----- MATERIAL PROVIDED

PR #4174, opened 2022-01-11
txnbuild: add AddSignatureDecorated to FeeBumpTransaction

leighmcculloch:
<details>
  
### PR Structure

  otherwise).
  packages.

### Thoroughness

### Release planning

</details>

### What

Add `AddSignatureDecorated` to `FeeBumpTransaction`.

### Why

The function exists on `Transaction` but not on `FeeBumpTransaction`. I am writing some code that needs to be able to add decorated signatures to fee bump transactions in the same way we can add them to regular transactions.

### Known limitations

N/A

### DIFF
--- a/txnbuild/transaction.go
+++ b/txnbuild/transaction.go
@@ -519,6 +519,17 @@ func (t *FeeBumpTransaction) SignHashX(preimage []byte) (*FeeBumpTransaction, er
 	return t.clone(extendedSignatures), nil
 }
 
+// AddSignatureDecorated returns a new FeeBumpTransaction instance which extends the current instance
+// with an additional decorated signature(s).
+func (t *FeeBumpTransaction) AddSignatureDecorated(signature ...xdr.DecoratedSignature) (*FeeBumpTransaction, error) {
+	extendedSignatures, err := concatSignatureDecorated(t.envelope, t.Signatures(), signature)
+	if err != nil {
+		return nil, err
+	}
+
+	return t.clone(extendedSignatures), nil
+}
+
 // AddSignatureBase64 returns a new FeeBumpTransaction instance which extends the current instance
 // with an additional signature derived from the given base64-encoded signature.
 func (t *FeeBumpTransaction) AddSignatureBase64(network, publicKey, signature string) (*FeeBumpTransaction, error) {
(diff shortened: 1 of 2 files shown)


txnbuild/transaction.go
```diff
@@ -519,6 +519,17 @@ func (t *FeeBumpTransaction) SignHashX(preimage []byte) (*FeeBumpTransaction, er
 	return t.clone(extendedSignatures), nil
 }
 
+// AddSignatureDecorated returns a new FeeBumpTransaction instance which extends the current instance
+// with an additional decorated signature(s).
+func (t *FeeBumpTransaction) AddSignatureDecorated(signature ...xdr.DecoratedSignature) (*FeeBumpTransaction, error) {
+	extendedSignatures, err := concatSignatureDecorated(t.envelope, t.Signatures(), signature)
+	if err != nil {
+		return nil, err
```
nikhilsaraf, line 527: generally prefer wrapping errors so the context isn't lost

txnbuild/transaction_test.go
```diff
@@ -1638,6 +1638,51 @@ func TestAddSignatureDecorated(t *testing.T) {
 	}
 }
 
+func TestFeeBumpTransaction_AddSignatureDecorated(t *testing.T) {
+	kp0 := newKeypair0()
+	kp1 := newKeypair1()
+
+	tx, err := NewTransaction(TransactionParams{
```
nikhilsaraf, line 1645: this new transaction creation could go into a helper function since it seems to be used as the standard transaction across multiple tests

nikhilsaraf (approved):
LGTM! 🎉

txnbuild/transaction_test.go
leighmcculloch: It could, but then the tests would become more coupled together. I've found it is easier to maintain tests in the long run if they are mostly independent of each other. Helper functions can be helpful, but they will also narrow the inputs to tests, or balloon into big configurable things of their own. Also this way they act as an example of the public API as much as possible.

txnbuild/transaction.go
leighmcculloch: I often do that too, but the errors returned by there is a series of add signature functions of which this is just one variation and this is how they all work, with the errors being well defined within the concat functions.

----------

> _ABOUT THIS TASK_
The answer must be every line of the data that holds the word "testing".

> _ANSWER FOR THIS EXERCISE_
@@ -1638,6 +1638,51 @@ func TestAddSignatureDecorated(t *testing.T) {
+func TestFeeBumpTransaction_AddSignatureDecorated(t *testing.T) {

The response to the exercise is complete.